Como madre de tres hijos, sabía lo que era el agotamiento. Pero esto era diferente. El tipo de fatiga que me hacía sentir como si estuviera caminando sobre cemento. Luego vinieron las migrañas: agudas, implacables y, finalmente, cegadoras. Empecé a perder el equilibrio. Perdí la capacidad de leer. No podía concentrarme.
Pero seguí adelante. Eso es lo que hacen las madres, ¿no?

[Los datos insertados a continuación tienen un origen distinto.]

PR #1514, opened 2020-10-27
Preserve functor syntax for OCaml 4.12

### LINKED ISSUE #1512: Functor syntax is not recognized in 4.12
(Part of #1508)

In 4.12 (more precisely since ocaml/ocaml#8987), some locs have been changed and we can't determine functor concrete syntax.

Here's the diff on the following program:

```ocaml
module Z = functor (_ : sig end) (_ : sig end) (_ : sig end) -> struct end
```

```diff
   [
     structure_item (./f.ml[1,0+0]..[1,0+74])
       Pstr_module
       "Z" (./f.ml[1,0+7]..[1,0+8])
-        module_expr (./f.ml[1,0+11]..[1,0+74])
+        module_expr (./f.ml[1,0+19]..[1,0+74])
           Pmod_functor "_" (./f.ml[1,0+20]..[1,0+21])
           module_type (./f.ml[1,0+24]..[1,0+31])
             Pmty_signature
             []
-          module_expr (./f.ml[1,0+11]..[1,0+74])
+          module_expr (./f.ml[1,0+33]..[1,0+74])
             Pmod_functor "_" (./f.ml[1,0+34]..[1,0+35])
             module_type (./f.ml[1,0+38]..[1,0+45])
               Pmty_signature
               []
-            module_expr (./f.ml[1,0+11]..[1,0+74])
+            module_expr (./f.ml[1,0+47]..[1,0+74])
               Pmod_functor "_" (./f.ml[1,0+48]..[1,0+49])
               module_type (./f.ml[1,0+52]..[1,0+59])
                 Pmty_signature
```

Which corresponds to:

```
module Z = functor (_ : sig end) (_ : sig end) (_ : sig end) -> struct end
          ~~~~~~~~~~~~~~~~~~~~~~~~~~~~~~~~~~~~~~~~~~~~~~~~~~~~~~~~~~~~~~~~ all module exprs, 4.11
                   ~~~~~~~~~~~~~~~~~~~~~~~~~~~~~~~~~~~~~~~~~~~~~~~~~~~~~~~ module expr 1, 4.12
                                 ~~~~~~~~~~~~~~~~~~~~~~~~~~~~~~~~~~~~~~~~~ module expr 2, 4.12
                                               ~~~~~~~~~~~~~~~~~~~~~~~~~~~ module expr 3, 4.12
```

To determine the concrete syntax, we look for a `functor` token within the range of the module expr, which now fails.

gpetiot:
Fix #1512

### DIFF
--- a/lib/Source.ml
+++ b/lib/Source.ml
@@ -114,6 +114,18 @@ let tokens_between t ~filter loc_start loc_end =
 let tokens_at t ~filter (l : Location.t) =
   tokens_between t ~filter l.loc_start l.loc_end
 
+let last_token_before t loc =
+  let loc_start = Lexing.{loc with pos_lnum= 0; pos_bol= 0; pos_cnum= 0} in
+  let s = string_at t loc_start loc in
+  let lexbuf = Lexing.from_string s in
+  lexbuf_set_pos lexbuf loc_start ;
+  let rec loop acc =
+    match Lexer.token lexbuf with
+    | Parser.EOF -> acc
+    | tok -> loop (Some (tok, Location.of_lexbuf lexbuf))
+  in
+  loop None
+
 let find_after t f (loc : Location.t) =
   let pos_start = loc.loc_end in
   let lexbuf =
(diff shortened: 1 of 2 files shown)


lib/Source.ml
```diff
@@ -114,6 +114,18 @@ let tokens_between t ~filter loc_start loc_end =
 let tokens_at t ~filter (l : Location.t) =
   tokens_between t ~filter l.loc_start l.loc_end
 
+let last_token_before t loc =
```
hhugo, line 117: Maybe it's time to tokenize the source only once instead of lexing the same tokens over and over

Julow: I agree, searching into a sorted array will be more efficient than running the lexer all the time.

gpetiot: I agree on the principle, I'm having a look at that but it can take some time before we come up with a better solution, can we merge this one in the meantime so that ocamlformat can run for 4.12 as soon as possible?

emillon: I agree but let's do it for the right reasons - at the moment it does not show up in profiles at all so it's to have a better API rather than for performance. I agree that this shouldn't block merging this one.

lib/Source.ml
```diff
@@ -209,16 +221,27 @@ let is_long_pexp_open source {Parsetree.pexp_desc; _} =
...
   | _ -> false
 
-let is_long_pmod_functor source Parsetree.{pmod_desc; pmod_loc= from; _} =
+let is_long_functor_syntax src ~from = function
+  | Parsetree.Unit -> false
+  | Parsetree.Named ({loc= upto; _}, _) -> (
+      (* before 4.12 the functor keyword is the first token of the functor
+         parameter *)
+      contains_token_between src ~from ~upto Parser.FUNCTOR
+      ||
```
emillon, line 230: Rather than `||`, what do you think of making a different test depending on `Sys.ocaml_version` (which we can expose as a parsed pair in `Parse.parser_version`)? That'll make the seam easier to remove once we require 4.12+.

lib/Source.ml
hhugo: I've created https://github.com/ocaml-ppx/ocamlformat/pull/1515 with a small PoC

lib/Source.ml
gpetiot: Done, it looks better indeed

emillon (approved):

PR #1515, opened 2020-10-28
Lex the entire source once and cache tokens

hhugo:
There is room for improving the complexity and not traverse the list of tokens every time.


hhugo:
It seems the diff in the test is both a regression and an improvement. I'm not sure what's going on.

hhugo:
The diff was due to some weird interaction with Location.compare

gpetiot (approved):
Great, thanks! No diff with test_branch, it looks good to me!

lib/Migrate_ast.ml
```diff
@@ -150,7 +150,13 @@ module Location = struct
 
   let sexp_of_t x = Sexp.Atom (to_string x)
 
-  let compare : t -> t -> int = Poly.compare
+  let compare {loc_start; loc_end; loc_ghost} b =
+    match Position.compare loc_start b.loc_start with
+    | 0 -> (
+      match Position.compare loc_end b.loc_end with
+      | 0 -> Poly.compare loc_ghost b.loc_ghost
```
emillon, line 157:
```suggestion
      | 0 -> Bool.compare loc_ghost b.loc_ghost
```

We might as well get rid of this one too. FWIW, this function is showing up a lot in the profiles so I'm glad it's not using poly compare anymore

emillon (approved):

hhugo:
The complexity increase is noticeable. It increases the time to format test/passing/source.ml by x3.
I'll open a PR with a fix shortly.

hhugo:
fixed in #1530

PR #1516, opened 2020-10-29
opam metadata: bump the bound to < 4.13

emillon:
The tests do not pass for now but ocamlformat can be built.

This will also make sure OCaml health check knows about 4.12
compatibility in master.


kit-ty-kate:
All green.

PR #1517, opened 2020-10-30
Comments of type constrained label in record pattern have to be relocated in 4.12

### LINKED ISSUE #1513: Some comments are attached differently in 4.12
Hi,

For this program:

```ocaml
let {a (*a*) : a} = e
```

The locs are different in 4.12 (since ocaml/ocaml#8987):

```diff
           pattern (./c.ml[1,0+4]..[1,0+17])
             Ppat_record Closed
             [
-              "a" (./c.ml[1,0+5]..[1,0+6])
-                pattern (./c.ml[1,0+5]..[1,0+16])
+              "a" (./c.ml[1,0+5]..[1,0+6]) ghost
+                pattern (./c.ml[1,0+5]..[1,0+16]) ghost
                   Ppat_constraint
-                  pattern (./c.ml[1,0+5]..[1,0+16])
+                  pattern (./c.ml[1,0+5]..[1,0+6])
                     Ppat_var "a" (./c.ml[1,0+5]..[1,0+6])
                   core_type (./c.ml[1,0+15]..[1,0+16])
                     Ptyp_constr "a" (./c.ml[1,0+15]..[1,0+16])
```

This causes a diff in the test suite (part of #1508):

```diff
-let {a (*a*) : a} = e
+let {a : a (*a*)} = e
```

The difference in ghostness is due to the fact that when punning is used, [the pattern is not present in the source, only the label is](https://github.com/ocaml/ocaml/pull/8987/files#r329310705). The change seems innocuous but I wonder if it would make sense to make sure that we don't attach comments to ghost locs.

On the other hand, the difference of loc in the `Ppat_constraint` node might cause the comment to be attached elsewhere:

```
let {a (*a*) : a} = e
     ~~~~~~~~~~~       4.11
     ~                 4.12
```

gpetiot:
Fix #1513 no change are required when the pattern is more complicated (other pattern matching cases of fmt_pattern) and same for expressions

No tenía idea de que lo que estaba afrontando no era solo un agotamiento posparto o un caos hormonal, sino un problema cerebral congénito que había moldeado silenciosamente mi vida entera.
Y por si fuera poco, el impacto en mi cuerpo desencadenó una cascada de problemas autoinmunes, de esos que no desaparecen ni son fáciles de explicar. Es como si, una vez que mi sistema se rompió, se abriera de par en par. Ahora estaba librando batallas en múltiples frentes.
El lento colapso de todo
Todos mis embarazos habían ido bien en teoría. Bebés sanos, epidurales, la recuperación habitual. Pero con el tercero, algo cambió. Estaba más agotada que nunca.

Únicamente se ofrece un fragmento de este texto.